Entries taken from a collection
____
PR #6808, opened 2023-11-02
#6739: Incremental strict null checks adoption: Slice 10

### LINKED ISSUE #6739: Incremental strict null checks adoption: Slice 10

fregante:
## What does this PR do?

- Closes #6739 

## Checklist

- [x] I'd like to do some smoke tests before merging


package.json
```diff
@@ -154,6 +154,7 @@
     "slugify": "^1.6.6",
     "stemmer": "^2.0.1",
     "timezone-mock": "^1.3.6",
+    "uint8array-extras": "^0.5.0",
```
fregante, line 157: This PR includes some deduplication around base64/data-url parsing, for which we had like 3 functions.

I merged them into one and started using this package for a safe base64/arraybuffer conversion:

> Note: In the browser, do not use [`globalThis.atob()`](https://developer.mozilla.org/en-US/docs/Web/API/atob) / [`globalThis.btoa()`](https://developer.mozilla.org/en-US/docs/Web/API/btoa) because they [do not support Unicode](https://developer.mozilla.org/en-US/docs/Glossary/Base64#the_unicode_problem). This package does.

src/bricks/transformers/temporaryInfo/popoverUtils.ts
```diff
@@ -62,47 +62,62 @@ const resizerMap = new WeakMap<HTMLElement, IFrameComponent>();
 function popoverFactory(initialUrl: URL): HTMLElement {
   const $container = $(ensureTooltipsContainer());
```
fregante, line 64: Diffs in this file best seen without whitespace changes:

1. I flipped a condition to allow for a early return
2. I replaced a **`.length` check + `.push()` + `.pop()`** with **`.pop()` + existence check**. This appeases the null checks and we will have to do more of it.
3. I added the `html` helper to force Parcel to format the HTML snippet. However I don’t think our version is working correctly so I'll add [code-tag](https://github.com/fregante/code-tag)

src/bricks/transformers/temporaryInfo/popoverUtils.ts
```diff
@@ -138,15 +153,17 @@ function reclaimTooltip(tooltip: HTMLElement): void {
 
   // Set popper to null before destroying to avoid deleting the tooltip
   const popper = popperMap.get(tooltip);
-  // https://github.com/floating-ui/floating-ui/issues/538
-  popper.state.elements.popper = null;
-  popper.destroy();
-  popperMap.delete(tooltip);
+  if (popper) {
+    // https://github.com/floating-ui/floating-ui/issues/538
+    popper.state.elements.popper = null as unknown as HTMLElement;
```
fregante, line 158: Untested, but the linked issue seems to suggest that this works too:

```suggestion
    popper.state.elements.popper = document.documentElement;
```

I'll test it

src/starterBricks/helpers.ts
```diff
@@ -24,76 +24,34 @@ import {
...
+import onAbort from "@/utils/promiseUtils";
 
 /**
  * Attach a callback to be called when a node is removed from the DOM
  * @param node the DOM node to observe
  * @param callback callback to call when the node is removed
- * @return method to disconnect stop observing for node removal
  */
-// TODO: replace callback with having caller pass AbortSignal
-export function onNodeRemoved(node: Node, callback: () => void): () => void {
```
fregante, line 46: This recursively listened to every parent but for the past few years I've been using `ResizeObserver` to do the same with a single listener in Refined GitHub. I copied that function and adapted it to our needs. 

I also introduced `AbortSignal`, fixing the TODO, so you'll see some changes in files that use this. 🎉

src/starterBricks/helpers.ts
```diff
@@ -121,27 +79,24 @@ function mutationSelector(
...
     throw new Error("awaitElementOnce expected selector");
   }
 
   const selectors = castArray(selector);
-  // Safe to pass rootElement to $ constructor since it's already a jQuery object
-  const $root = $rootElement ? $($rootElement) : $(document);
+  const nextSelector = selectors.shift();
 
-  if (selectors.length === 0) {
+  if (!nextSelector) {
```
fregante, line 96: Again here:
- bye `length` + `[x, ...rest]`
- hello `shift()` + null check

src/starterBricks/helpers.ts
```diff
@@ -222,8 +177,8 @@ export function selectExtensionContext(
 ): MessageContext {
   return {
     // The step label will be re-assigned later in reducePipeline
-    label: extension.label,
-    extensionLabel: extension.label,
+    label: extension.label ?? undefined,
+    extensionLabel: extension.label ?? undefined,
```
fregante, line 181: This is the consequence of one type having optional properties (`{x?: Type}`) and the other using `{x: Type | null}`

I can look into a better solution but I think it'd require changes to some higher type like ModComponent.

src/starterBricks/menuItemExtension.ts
____
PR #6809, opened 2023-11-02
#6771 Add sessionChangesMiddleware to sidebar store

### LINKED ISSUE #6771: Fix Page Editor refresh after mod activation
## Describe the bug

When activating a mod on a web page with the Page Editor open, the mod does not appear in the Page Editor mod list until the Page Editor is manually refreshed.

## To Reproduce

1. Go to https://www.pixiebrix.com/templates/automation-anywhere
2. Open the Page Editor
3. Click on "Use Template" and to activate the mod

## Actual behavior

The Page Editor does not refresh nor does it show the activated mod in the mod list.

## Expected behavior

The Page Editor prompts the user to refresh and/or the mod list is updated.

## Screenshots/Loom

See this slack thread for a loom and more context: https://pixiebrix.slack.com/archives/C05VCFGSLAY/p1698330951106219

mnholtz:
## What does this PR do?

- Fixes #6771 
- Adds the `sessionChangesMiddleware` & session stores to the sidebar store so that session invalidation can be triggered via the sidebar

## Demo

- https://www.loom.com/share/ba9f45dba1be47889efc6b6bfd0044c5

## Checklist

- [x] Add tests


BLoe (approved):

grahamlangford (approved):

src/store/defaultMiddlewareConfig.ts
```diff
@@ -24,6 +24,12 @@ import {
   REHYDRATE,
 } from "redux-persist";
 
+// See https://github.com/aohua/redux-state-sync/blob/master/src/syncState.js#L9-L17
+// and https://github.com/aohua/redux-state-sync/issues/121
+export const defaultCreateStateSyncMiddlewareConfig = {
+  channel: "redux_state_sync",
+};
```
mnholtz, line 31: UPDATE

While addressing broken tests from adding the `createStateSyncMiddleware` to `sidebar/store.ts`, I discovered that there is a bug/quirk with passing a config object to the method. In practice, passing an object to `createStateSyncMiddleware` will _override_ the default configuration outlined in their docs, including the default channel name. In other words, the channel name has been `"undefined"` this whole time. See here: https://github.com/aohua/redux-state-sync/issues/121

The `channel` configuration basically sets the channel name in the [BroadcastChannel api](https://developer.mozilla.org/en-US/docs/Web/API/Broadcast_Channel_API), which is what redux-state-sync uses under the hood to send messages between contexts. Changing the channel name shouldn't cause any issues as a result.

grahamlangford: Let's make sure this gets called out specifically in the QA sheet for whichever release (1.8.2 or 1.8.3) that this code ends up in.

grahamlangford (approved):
____
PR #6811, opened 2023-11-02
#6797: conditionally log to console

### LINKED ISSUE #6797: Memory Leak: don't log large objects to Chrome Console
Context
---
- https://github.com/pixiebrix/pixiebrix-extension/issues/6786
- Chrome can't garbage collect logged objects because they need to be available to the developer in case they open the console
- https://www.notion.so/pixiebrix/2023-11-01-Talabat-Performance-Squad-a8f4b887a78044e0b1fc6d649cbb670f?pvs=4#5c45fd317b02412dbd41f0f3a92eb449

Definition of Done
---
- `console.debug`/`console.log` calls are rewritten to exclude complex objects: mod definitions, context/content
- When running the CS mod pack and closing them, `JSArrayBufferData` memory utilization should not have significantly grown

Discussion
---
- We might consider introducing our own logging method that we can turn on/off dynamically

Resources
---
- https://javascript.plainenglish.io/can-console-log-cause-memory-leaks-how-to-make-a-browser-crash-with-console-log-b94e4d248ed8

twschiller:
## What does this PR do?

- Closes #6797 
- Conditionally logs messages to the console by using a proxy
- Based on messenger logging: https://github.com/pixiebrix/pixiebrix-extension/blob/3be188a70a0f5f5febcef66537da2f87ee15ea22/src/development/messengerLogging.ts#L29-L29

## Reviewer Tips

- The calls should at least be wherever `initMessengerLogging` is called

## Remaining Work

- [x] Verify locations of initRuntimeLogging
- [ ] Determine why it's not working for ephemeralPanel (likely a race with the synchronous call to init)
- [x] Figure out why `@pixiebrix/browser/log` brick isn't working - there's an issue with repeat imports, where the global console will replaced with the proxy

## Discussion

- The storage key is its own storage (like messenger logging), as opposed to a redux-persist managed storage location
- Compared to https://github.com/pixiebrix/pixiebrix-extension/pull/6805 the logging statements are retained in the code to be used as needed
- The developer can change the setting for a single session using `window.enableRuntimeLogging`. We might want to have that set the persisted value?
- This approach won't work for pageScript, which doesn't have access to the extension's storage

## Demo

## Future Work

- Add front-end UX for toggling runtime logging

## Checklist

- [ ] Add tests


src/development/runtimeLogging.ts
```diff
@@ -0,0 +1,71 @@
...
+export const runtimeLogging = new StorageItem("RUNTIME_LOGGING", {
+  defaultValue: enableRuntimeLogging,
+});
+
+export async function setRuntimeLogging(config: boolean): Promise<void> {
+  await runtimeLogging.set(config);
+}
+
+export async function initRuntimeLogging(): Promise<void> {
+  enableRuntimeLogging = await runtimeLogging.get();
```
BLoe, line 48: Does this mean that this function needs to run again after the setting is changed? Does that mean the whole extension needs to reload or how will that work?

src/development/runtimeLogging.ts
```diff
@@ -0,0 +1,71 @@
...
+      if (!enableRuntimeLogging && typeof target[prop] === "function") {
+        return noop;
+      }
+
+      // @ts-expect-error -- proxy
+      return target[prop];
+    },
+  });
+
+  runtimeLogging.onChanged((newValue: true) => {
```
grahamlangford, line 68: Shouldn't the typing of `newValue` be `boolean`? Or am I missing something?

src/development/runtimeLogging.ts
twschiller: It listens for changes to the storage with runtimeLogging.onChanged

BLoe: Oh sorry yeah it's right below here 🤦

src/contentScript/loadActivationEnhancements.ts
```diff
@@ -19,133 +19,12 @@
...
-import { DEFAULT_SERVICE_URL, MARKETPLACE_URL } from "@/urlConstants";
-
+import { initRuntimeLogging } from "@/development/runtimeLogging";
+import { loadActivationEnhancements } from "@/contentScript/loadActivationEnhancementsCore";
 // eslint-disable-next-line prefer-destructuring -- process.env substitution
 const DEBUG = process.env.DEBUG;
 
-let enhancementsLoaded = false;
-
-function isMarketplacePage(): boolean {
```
____
- **WHAT TO DO**: Please transcribe only the lines in the records above running from the line that has "src/store/defaultMiddlewareConfig.ts" through the line that has "While addressing broken", both included, exactly as they appear.

- **WRITTEN ANSWER**:
src/store/defaultMiddlewareConfig.ts
```diff
@@ -24,6 +24,12 @@ import {
   REHYDRATE,
 } from "redux-persist";
 
+// See https://github.com/aohua/redux-state-sync/blob/master/src/syncState.js#L9-L17
+// and https://github.com/aohua/redux-state-sync/issues/121
+export const defaultCreateStateSyncMiddlewareConfig = {
+  channel: "redux_state_sync",
+};
```
mnholtz, line 31: UPDATE

While addressing broken tests from adding the `createStateSyncMiddleware` to `sidebar/store.ts`, I discovered that there is a bug/quirk with passing a config object to the method. In practice, passing an object to `createStateSyncMiddleware` will _override_ the default configuration outlined in their docs, including the default channel name. In other words, the channel name has been `"undefined"` this whole time. See here: https://github.com/aohua/redux-state-sync/issues/121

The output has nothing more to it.